Based on one of those ridiculous ideas where couples are tricked into falling in love—but eventually, actually do—widower Shigeharu Aoyama (Ryo Ishibashi) “auditions” women to be his new love via a phony casting call. Of course, he zeros in on the crazy chick. Asami Yamazaki (Eihi Shiina) is beautiful, youthful, and dressed all in white. Their relationship encompasses the age-old conflict between what men want and what they think they want, and how and when they want it. Asami initially sits silently by the phone in her nearly empty apartment, for days, waiting for Shigeharu to call. Isn’t that cute? She has no belongings (baggage) save for a mysteriously lumpy sack on the floor, and her only focus is whether or not her love interest will reach out. 

 

But then she demands that Shigeharu love her, and only her, which feels kinda too needy, but Shigeharu is getting sex out of the deal, so he promises eternal love.

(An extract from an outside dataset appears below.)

PR #131, opened 2022-08-09
[permissions] Link permission names in documentation 

Olf0:
… (i.e., tables in README.md) to their definition.  Also sorted them strictly alphabetical (GnuPG ↔ FingerprintSensor) and checked tables for completeness (which was already the case).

However, and here’s where it starts getting scary, the guy can’t meet her needs, he can’t do anything right, the picture he keeps of his late wife really sets Asami off, and she ends up rendering him paralyzed so she can torture him (“kiri, kiri, kiri,” she chirps while plunging needles under his eyes—although it’s translated to “deeper, deeper, deeper,” the term actually refers to “sharp pain” in Japanese). She then cuts off his foot with a wire saw, which is apparently her M.O. Remember the sack in her apartment? In it are the living remains of one of Asami’s old love interests, a dude with no feet, no tongue, and various other missing parts, who’s so dependent on Asami that he eats her vomit, which she serves to him in a dog dish. 

 

A needy young woman. A guy completely and totally dependent on her. A boyfriend set to follow suit (oh, she’ll take his freedom away, all right!). Alex Forrest wanted to take Dan Gallagher’s family away. But Asami? Maybe it’s because she doesn’t like the power dynamic between a young woman and a rich older man; maybe she doesn’t appreciate being tricked into love, or broken promises. Whatever the reason, this loony chick wants to remove her crush object’s limbs. Long story short? Audition is a man’s worst nightmare.